Alaska Airlines said Thursday it expects a $150 million hit from the Boeing 737 MAX grounding, which will limit its capacity growth in 2024.
The airline, which executed an emergency landing on a MAX on January 5 following the mid-flight blowout of a panel on the jet, disclosed the estimates in a securities filing, saying capacity growth will be “at or below the lower end” of its prior estimate.
The Alaska Airlines financial hit is the latest ripple effect from the episode, which prompted US air regulators to ground 171 MAX 9 planes.
Earlier this week, United Airlines, another big MAX 9 user, projected a first-quarter loss due to the grounding.
Southwest Airlines, which doesn’t fly the MAX 9, Thursday lowered its forecast for 2024 Boeing MAX deliveries “due to Boeing’s continued supply chain challenges,” it said in an earnings statement.
Alaska Airlines Chief Executive Ben Minicucci expressed frustration with Boeing, telling CNBC “we’re going to hold their feet to fire in terms of aircraft delivery and quality.”
On Wednesday night, the Federal Aviation Administration announced a detailed inspection framework that would allow the grounded MAX 9 planes to return to service.
The grounding resulted in 3,000 Alaska Airlines flight cancellations in January, officials said on an earnings conference call.
Alaska Airlines, which has 65 planes affected by the grounding, expects to bring the jets back into service beginning Friday.
“The first of our 737-9 MAX will resume flying on Friday, Jan. 26, with more planes added every day as inspections are completed and each aircraft is deemed airworthy,” the carrier said.
“We expect inspections on all our 737-9 MAX to be completed over the next week.”

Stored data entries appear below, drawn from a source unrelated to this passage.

PR #2676, opened 2018-08-31
[WIP] Support multiple migration paths

anthonator:
ref https://groups.google.com/forum/#!topic/elixir-ecto/y41IAhOKZZk

Add support for using migrations from multiple paths when migrating.

### DIFF
--- a/lib/ecto/migrator.ex
+++ b/lib/ecto/migrator.ex
@@ -30,10 +30,19 @@ defmodule Ecto.Migrator do
   """
   @spec migrations_path(Ecto.Repo.t) :: String.t
   def migrations_path(repo) do
+    hd(List.first(migrations_paths(repo)))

In Thursday’s securities filing, Alaska said it expects a “gradual return” of the fleet through early February.
The incident, the first major in-flight safety episode since fatal MAX crashes in 2018 and 2019, has heaped renewed scrutiny on Boeing, which tumbled again on Wall Street on Thursday.
Boeing’s outlook lowered
Besides clearing the inspection framework, the FAA on Wednesday vowed to suspend any MAX production increases until Boeing improves its performance.
FAA Administrator Mike Whitaker said it won’t be “back to business as usual” at Boeing.
“We will not agree to any request from Boeing for an expansion in production or approve additional production lines for the 737 MAX until we are satisfied that the quality control issues uncovered during this process are resolved,” Whitaker said.
The new FAA stance threatens Boeing’s medium-term financial outlook, which had seen a return to strong free cash flow in 2025 or 2026, according to a note Thursday from Bank of America.
The FAA approach will likely “delay Boeing’s 737 ramp by roughly a year,” said the Bank of America note, which downgraded the rating on Boeing shares to “neutral.”
Southwest Airlines Chief Executive Bob Jordan said Thursday his company could further adjust its MAX delivery expectations in light of the latest FAA stance.
“We don’t know if there’s an impact,” Jordan told CNBC, adding that he supported the FAA’s actions.
“Anything that helps Boeing improve quality, address the issues is good for Boeing and is good for Southwest Airlines,” he said.
In Thursday’s earnings release, Southwest said it now expects 79 MAX deliveries in 2024 instead of the 85 it is under contract to receive this year.
Shares of Boeing fell 6.2 percent in afternoon trading, while Alaska Airlines parent Alaska Air Group rose 4.1 percent. Southwest dropped 2.8 percent.